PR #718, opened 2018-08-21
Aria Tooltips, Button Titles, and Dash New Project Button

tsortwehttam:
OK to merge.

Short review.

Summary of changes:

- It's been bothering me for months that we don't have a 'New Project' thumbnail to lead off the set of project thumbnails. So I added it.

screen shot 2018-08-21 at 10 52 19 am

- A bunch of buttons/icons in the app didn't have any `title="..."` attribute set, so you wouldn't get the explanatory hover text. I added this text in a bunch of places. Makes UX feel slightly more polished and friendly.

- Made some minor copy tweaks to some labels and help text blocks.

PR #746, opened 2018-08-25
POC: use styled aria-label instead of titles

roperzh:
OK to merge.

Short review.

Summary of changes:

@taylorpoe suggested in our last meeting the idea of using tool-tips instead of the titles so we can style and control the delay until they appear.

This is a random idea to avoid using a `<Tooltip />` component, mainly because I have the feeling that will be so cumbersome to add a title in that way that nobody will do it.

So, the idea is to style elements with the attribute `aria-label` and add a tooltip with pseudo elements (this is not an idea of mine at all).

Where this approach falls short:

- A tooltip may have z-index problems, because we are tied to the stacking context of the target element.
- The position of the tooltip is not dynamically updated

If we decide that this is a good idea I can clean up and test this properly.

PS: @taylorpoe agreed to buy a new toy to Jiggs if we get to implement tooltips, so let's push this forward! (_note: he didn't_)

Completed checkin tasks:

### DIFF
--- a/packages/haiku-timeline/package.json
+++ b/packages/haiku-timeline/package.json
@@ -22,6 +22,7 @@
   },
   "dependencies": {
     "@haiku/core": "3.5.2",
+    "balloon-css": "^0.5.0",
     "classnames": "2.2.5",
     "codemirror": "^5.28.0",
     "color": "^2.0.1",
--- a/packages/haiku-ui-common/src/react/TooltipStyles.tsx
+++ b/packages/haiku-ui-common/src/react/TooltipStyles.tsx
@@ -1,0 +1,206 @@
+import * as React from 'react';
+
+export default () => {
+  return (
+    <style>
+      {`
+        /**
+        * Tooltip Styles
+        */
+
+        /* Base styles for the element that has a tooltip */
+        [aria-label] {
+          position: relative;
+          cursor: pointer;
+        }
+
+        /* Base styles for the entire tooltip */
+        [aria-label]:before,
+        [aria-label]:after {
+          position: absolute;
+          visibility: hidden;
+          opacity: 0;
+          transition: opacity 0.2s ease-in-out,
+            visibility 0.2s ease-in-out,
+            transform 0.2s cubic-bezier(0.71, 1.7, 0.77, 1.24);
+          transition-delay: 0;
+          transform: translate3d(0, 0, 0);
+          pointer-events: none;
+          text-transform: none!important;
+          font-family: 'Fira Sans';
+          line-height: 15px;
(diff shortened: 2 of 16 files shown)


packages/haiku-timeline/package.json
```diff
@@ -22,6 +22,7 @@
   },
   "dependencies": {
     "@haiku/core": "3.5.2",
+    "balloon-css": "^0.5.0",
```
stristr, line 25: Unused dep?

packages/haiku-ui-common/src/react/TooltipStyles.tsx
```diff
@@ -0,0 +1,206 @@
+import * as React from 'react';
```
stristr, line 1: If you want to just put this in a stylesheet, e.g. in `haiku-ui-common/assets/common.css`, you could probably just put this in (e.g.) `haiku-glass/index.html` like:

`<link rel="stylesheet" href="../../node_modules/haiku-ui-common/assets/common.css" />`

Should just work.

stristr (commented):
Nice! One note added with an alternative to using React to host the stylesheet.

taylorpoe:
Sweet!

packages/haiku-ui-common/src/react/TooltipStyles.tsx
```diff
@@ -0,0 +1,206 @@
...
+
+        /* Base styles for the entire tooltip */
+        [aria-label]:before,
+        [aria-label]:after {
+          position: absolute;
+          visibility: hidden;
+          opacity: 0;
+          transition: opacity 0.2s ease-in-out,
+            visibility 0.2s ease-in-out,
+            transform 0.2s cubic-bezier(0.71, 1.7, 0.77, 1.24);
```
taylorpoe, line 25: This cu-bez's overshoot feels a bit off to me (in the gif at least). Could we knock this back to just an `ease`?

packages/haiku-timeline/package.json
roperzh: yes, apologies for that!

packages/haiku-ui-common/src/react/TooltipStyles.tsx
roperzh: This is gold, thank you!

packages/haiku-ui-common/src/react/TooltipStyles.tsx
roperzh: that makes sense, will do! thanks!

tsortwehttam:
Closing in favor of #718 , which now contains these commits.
——————
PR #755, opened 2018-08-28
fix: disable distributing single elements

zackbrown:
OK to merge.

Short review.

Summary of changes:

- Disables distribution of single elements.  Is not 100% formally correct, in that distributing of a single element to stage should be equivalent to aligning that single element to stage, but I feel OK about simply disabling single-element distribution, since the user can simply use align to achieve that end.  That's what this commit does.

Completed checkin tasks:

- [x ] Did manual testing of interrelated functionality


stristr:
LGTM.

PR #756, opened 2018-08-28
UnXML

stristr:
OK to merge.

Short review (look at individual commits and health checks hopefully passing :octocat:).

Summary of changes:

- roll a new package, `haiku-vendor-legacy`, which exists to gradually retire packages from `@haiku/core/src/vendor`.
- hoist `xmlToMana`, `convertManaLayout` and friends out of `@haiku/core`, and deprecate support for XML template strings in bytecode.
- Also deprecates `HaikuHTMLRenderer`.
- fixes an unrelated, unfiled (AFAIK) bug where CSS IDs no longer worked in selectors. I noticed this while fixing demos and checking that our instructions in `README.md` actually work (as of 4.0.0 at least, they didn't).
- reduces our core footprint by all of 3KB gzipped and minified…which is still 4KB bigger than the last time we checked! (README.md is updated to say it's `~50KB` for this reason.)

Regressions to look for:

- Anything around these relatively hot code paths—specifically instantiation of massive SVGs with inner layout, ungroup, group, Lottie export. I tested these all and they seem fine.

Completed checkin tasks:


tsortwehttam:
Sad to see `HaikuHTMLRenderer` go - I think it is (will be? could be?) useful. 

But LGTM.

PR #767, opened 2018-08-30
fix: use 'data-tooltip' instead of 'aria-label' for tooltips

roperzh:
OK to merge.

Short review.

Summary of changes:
——————
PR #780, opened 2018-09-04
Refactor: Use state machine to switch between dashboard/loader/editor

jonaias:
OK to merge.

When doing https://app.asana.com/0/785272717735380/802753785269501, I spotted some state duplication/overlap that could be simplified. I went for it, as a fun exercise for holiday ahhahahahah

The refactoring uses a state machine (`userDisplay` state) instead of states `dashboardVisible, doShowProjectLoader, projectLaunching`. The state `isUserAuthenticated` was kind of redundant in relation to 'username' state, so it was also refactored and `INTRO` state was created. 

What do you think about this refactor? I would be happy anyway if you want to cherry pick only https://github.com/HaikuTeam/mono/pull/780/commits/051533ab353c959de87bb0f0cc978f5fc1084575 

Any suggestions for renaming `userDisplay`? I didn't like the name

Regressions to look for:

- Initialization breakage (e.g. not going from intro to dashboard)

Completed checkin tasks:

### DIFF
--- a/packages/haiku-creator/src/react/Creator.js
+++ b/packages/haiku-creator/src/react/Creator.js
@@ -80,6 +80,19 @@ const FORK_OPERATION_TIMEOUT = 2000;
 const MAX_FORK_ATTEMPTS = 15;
——————
Gather from the records above every line containing the string "want".

▸ Answer to the problem:
stristr, line 1: If you want to just put this in a stylesheet, e.g. in `haiku-ui-common/assets/common.css`, you could probably just put this in (e.g.) `haiku-glass/index.html` like:
What do you think about this refactor? I would be happy anyway if you want to cherry pick only https://github.com/HaikuTeam/mono/pull/780/commits/051533ab353c959de87bb0f0cc978f5fc1084575 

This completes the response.